=== REQUIRED ACTION ===
Below are some records. Pull every line that contains the word "both".

=== Collected data entries ===
-------------------------

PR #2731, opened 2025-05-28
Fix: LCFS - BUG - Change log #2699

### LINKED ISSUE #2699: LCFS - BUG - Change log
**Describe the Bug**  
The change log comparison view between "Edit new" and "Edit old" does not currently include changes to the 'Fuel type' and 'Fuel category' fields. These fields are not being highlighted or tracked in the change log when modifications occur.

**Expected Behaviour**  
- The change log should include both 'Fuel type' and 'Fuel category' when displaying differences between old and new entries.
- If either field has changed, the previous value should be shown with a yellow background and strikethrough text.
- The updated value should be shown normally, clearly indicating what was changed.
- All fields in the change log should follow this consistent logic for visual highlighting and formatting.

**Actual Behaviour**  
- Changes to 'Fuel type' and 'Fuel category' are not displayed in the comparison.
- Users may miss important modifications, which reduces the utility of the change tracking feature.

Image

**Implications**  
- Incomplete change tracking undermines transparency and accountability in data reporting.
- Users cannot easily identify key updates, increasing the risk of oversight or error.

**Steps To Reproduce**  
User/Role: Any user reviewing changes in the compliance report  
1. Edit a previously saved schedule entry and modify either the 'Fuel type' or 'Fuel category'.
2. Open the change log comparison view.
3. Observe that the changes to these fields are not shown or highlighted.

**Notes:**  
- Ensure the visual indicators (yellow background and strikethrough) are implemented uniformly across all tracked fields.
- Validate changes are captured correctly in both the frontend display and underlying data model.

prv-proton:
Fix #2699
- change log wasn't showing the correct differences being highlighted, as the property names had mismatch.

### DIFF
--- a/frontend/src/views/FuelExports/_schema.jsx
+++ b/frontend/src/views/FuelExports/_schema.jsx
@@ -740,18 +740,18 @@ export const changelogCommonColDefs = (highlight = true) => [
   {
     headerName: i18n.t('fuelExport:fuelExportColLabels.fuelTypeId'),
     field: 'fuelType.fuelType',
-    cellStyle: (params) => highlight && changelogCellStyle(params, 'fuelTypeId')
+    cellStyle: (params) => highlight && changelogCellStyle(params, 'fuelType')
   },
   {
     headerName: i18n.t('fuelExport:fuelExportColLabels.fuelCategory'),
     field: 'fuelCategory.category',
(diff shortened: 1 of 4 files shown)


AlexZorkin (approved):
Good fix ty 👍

-------------------------

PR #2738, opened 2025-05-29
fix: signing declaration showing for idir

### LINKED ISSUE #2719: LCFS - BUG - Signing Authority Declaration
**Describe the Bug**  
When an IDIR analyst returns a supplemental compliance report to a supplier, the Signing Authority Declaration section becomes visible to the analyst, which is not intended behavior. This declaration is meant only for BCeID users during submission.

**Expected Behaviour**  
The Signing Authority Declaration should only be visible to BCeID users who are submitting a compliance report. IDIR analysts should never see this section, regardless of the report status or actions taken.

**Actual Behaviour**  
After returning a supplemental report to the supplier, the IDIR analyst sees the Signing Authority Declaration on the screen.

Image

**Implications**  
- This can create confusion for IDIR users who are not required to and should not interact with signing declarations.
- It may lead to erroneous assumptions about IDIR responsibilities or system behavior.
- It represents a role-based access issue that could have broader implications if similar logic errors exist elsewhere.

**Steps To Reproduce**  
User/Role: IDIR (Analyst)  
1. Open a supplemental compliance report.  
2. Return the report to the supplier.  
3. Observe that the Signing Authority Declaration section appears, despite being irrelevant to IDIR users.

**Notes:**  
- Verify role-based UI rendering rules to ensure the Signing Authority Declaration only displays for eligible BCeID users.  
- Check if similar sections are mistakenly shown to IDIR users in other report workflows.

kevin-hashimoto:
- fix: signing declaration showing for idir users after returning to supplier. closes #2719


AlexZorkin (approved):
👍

-------------------------

=== WRITTEN SOLUTION ===
- The change log should include both 'Fuel type' and 'Fuel category' when displaying differences between old and new entries.
- Validate changes are captured correctly in both the frontend display and underlying data model.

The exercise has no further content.